There has been a post-pandemic work/life balance improvement for 40 per cent of brokers, while 30 per cent said it had stayed the same and 30 per cent reported that it was worse than before.
The ability to choose between the office and home has been a huge factor in this, allowing employees to shape their working environment and having the trust of their employer to get their jobs done individually.
Most have returned to the office, with 42 per cent saying so, while 31 per cent are now permanently home based and 27 per cent enjoy hybrid working.
This has led to 48 per cent reporting that their working arrangements have given them improved or greatly improved mental health. Some 42 per cent said it was the same and 10 per cent have seen negative effects.
Company culture is improving around mental health
More companies are stepping up their efforts to change their culture to embrace and support mental health concerns, including schemes like mental health first aiders and regular workplace wellbeing activities. In some companies, burnout and pandemic lethargy was even combated through additional holiday provision in the form mental health “duvet days”, and in some instances, “reset” weeks.
Some 48 per cent of employees in the financial industry as a whole reported seeing improved mental health support, and 54 per cent said they were aware of their company mental health strategy.
More than half of companies have a mental health and wellbeing strategy in place, while only 34 per cent do not, and 12 per cent of respondents were unaware if their company had one.
MIMHC stated the findings are encouraging, but “we see that a chasm exists where companies should be cultivating more support for their employees”.

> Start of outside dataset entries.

PR #1077, opened 2024-01-09
Add the initial migration mechanism

ethax-ross:
### Context

We want to automate the ECF -> NPQ migration on a nightly basis within the migration environment and be able to easily see the status/outcome of the migration and iterate/improve on it going forwards.

- DRY up namespace checking logic

Clean up the logic to check if something belongs to ECF or NPQ by pushing it up into the `Reconciler` and abstracting the check into a `NamespaceCheck` service.

- Add skeleton migration service

Add a skeleton migration service that outputs reconciliation metrics to a new `Migration::Result` model.

This will form the basis of the migration script; the migration results will be exposed in a basic UI so that we can easily see the outcome of the migration.

- Flesh out migration service and add UI

Wraps the migration service in a job so that we can run it async and adds a basic UI to trigger and then display the current state/outcome of the migration.

- Add ability to download orphan reports

When we run the migration we have already queried all the data required to compile an orphan report.

Save the orphan reports in the Rails cache (not ideal, but the esiest way to have this work across multiple web instances) and add an endpoint to retrieve the reports for a given migration.

DRY up mocking the in-memory Rails cache.

- Fix indentation on konduit command

It should be indented twice to align with the correct yaml key.

- Minor performance optimizations

Loading the applications for the users (ECF in particular) takes a _long_ time. We use this when tentatively matching orphans on school. By touching the applications in the memoization it means we'll only do this for every user once, but as there are ~270k users it takes quite a while. If it becomes a problem we can look at further optimisations, such as a custom subquery.

- Example of how NPQ data can be updated during migration

Add a contrived example of how the NPQ data can be updated from its ECF counterpart during the migration process.

### Review guidance

As the orphan reports are stored in the Rails cache if you want them to work in development you'll need to enable caching with `rails dev:cache`.

| Start Migration      | Migration Running |  Migration Complete | 
| ----------- | ----------- | ----------- |
|   Screenshot 2024-01-11 at 15 38 08   |   Screenshot 2024-01-11 at 15 38 24    |    Screenshot 2024-01-11 at 15 39 10 |

### DIFF
--- a/app/helpers/migration_helper.rb
+++ b/app/helpers/migration_helper.rb
@@ -1,0 +1,27 @@
+module MigrationHelper
+  def migration_result_attributes(result, key)
+    result.attribute_names.filter { |attribute_name| attribute_name.include?(key) }
+  end
+
+  def migration_result_summary_row(result, key, attribute)
+    value = result.send(attribute)
+    total = result.send("#{key}_count")
+    percentage = number_to_percentage((value.to_f / total) * 100, precision: 0)
+    tag_color = migration_result_percentage_color(key, attribute, value)
+
+    content_tag(:div, class: "govuk-summary-list__row") do
+      content_tag(:dt, attribute.gsub(key.pluralize, "").humanize, class: "govuk-summary-list__key govuk-!-width-one-half") +
+        content_tag(:dd, number_with_delimiter(value), class: "govuk-summary-list__value") +
+        content_tag(:dd, class: "govuk-summary-list__actions") do
+          content_tag(:strong, percentage, class: "govuk-tag govuk-tag--#{tag_color}") if tag_color
+        end
+    end
+  end
+
+  def migration_result_percentage_color(key, attribute, value)
+    return if value.zero?
+    return :green if attribute.include?("matched")
+
+    :red if attribute != "#{key}_count"
+  end
+end
--- a/app/helpers/migration_helper.rb
+++ b/app/helpers/migration_helper.rb
@@ -24,4 +24,9 @@ module MigrationHelper
 
     :red if attribute != "#{key}_count"
   end
+
+  def migration_result_duration_in_words(result)
+    duration_in_seconds = (result.completed_at - result.created_at).to_i
+    ActiveSupport::Duration.build(duration_in_seconds).inspect
+  end
 end
--- a/app/services/migration/indexer.rb
+++ b/app/services/migration/indexer.rb
@@ -17,50 +17,98 @@ module Migration
     # perform a lookup on any matched objects in order to expand the
     # search as far as possible and infer matches.
     def lookup(obj, looked_up_objects = Set.new)
+      # End condition for recursion; we've already looked up this object.
       return Set[obj] if looked_up_objects.include?(obj)
 
+      # Add the object to the set of looked up objects.
       looked_up_objects.add(obj)
 
+      # For each indexed attribute.
       indexes
+        # Fetch the matching objects from the index.
         .map { |attr| fetch(obj, attr) }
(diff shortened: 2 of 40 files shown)


app/views/migrations/_most_recent_migration.html.erb
```diff
@@ -0,0 +1,31 @@
...
+          </ul>
+        </div>
+        <div class="govuk-summary-card__content">
+          <dl class="govuk-summary-list">
+            <% migration_result_attributes(@most_recent_migration, key).each do |attribute| %>
+              <%= migration_result_summary_row(@most_recent_migration, key, attribute) %>
+            <% end %>
+          </dl>
+        </div>
+      <% end %>
```
peteryates, line 28: Doesn't matter too much for this but [these are fully supported in govuk-components](https://govuk-components.netlify.app/components/summary-list/#summary-cards).

peteryates: Something along the lines of:

```erb
<%=
  govuk_summary_card(title: "#{key.pluralize.titleize} Reconciliation") do |card|
    card.with_action do
      govuk_link_to("Orphan report", download_orphan_report_migrations_path(@most_recent_migration.id, key))
    end
    card.with_summary_list(rows: migration_result_summary_rows)
  end
%>
```

app/helpers/migration_helper.rb
```diff
@@ -0,0 +1,32 @@
...
+    value = result.send(attribute)
+    total = result.send("#{key}_count")
+    percentage = number_to_percentage((value.to_f / total) * 100, precision: 0)
+    tag_color = migration_result_percentage_color(key, attribute, value)
+
+    content_tag(:div, class: "govuk-summary-list__row") do
+      content_tag(:dt, attribute.gsub(key.pluralize, "").humanize, class: "govuk-summary-list__key govuk-!-width-one-half") +
+        content_tag(:dd, number_with_delimiter(value), class: "govuk-summary-list__value") +
+        content_tag(:dd, class: "govuk-summary-list__actions") do
+          content_tag(:strong, percentage, class: "govuk-tag govuk-tag--#{tag_color}") if tag_color
```
peteryates, line 16: There's [tag support in govuk-components](https://govuk-components.netlify.app/components/tag/#coloured-tags) too.

```ruby
govuk_tag("some text", colour: tag_colour)
```

peteryates:
I know it's still in draft but I've had a look through and it looks great. Left some super minor comments plugging govuk-components 😅

app/views/migrations/_most_recent_migration.html.erb
ethax-ross: Thanks, I fell back to plain HTML here as I'm misusing the component a bit; the `govuk-components` seems to require the action to be a link (which makes sense and aligns with the component guidelines). It means I can't use the helpers though; unless I'm missing a way of getting a tag into the row actions, but from my understanding it expects a hash with the attributes for the underlying slot, something like:

```
[{
  key: { text: "Row title" },
  value: { text: "Row value" },
  actions: [<these have to be links>],
}]
```

app/services/migration/indexer.rb
```diff
@@ -17,50 +17,98 @@ def initialize(indexes, objects)
     # perform a lookup on any matched objects in order to expand the
     # search as far as possible and infer matches.
     def lookup(obj, looked_up_objects = Set.new)
+      # End condition for recursion; we've already looked up this object.
```
cwrw, line 20: 🙌

cwrw (approved):
🙌 great stuff! also thanks for adding the comments to the reconciler

PR #1087, opened 2024-01-11
Add separate deployment workflow for the migration environment

peteryates:
We now have a migration environment in Azure that currently works in the same way as sandbox - commits/merges to main trigger a deployment which is pushed to sandbox/migration/production at once.

This isn't what we want for our migration purposes. Instead we have a new npq-separation feature branch where all migration work/testing will take place. We want it to be deployed to the migration env whenever commits/merges happen on it.


peteryates:
Note this is based from `main` because we need the change to be present there too, we need to merge `main` into `npq-separation` after to pick up the changes.

PR #1096, opened 2024-01-15
Update state type with PostgreSQL native enum type

pmanrubia:
### Description

We are decided to use PostgreSQL native enum types to store the different types (statuses) of a number of entities within NPQ.

In this PR I am updating Outcomes so it validates at the DB level:

```ruby
STATES = %w[submitted eligible ineligible payable voided paid awaiting_clawback clawed_back].freeze
validates :state, inclusion: { in: STATES }
```

### DIFF
--- a/db/migrate/20240115032403_create_declaration_status_enum.rb
+++ b/db/migrate/20240115032403_create_declaration_status_enum.rb
@@ -1,13 +1,9 @@
 class CreateDeclarationStatusEnum < ActiveRecord::Migration[7.1]
   def up
-    execute <<-SQL
-      CREATE TYPE declaration_status_enum AS ENUM ('eligible', 'payable', 'paid', 'voided', 'ineligible', 'awaiting_clawback', 'clawed_back');
-    SQL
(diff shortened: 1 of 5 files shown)


db/migrate/20240115032403_create_declaration_status_enum.rb
```diff
@@ -0,0 +1,13 @@
+class CreateDeclarationStatusEnum < ActiveRecord::Migration[7.1]
+  def up
+    execute <<-SQL
+      CREATE TYPE declaration_status_enum AS ENUM ('eligible', 'payable', 'paid', 'voided', 'ineligible', 'awaiting_clawback', 'clawed_back');
```
peteryates, line 4: Any reason not to use `create_enum(:declaration_status, %w[eligible payable ...])` here?

peteryates: not the biggest fan of including the type of things as part of the name too, it's easy to see within PostgreSQL.

The states etc look fine though

cwrw (approved):

peteryates (approved):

Berry added: “Although it is pleasing to see an increasing number of firms now have some form of Mental Health and Wellbeing support in place our results demonstrate that there is so much more work needed in our sector.”
MIMHC
MIMHCs objective is to drive new signatories with the overall goal of improving and implementing best practice mental health provision in the finance sector.
The charter asks signatories to abide by six aims: developing mental health awareness through activities and advocacy; encouraging conversations and support; better working conditions to encourage work/life balance and development; promoting effective people-focussed line management; monitoring employee mental health; and having a named contact for mental health support.
Insight for the study was formed by surveying 127 appointed representative advisers, directly authorised advisers, professional introducers and admin staff working within the mortgage intermediary marketplace.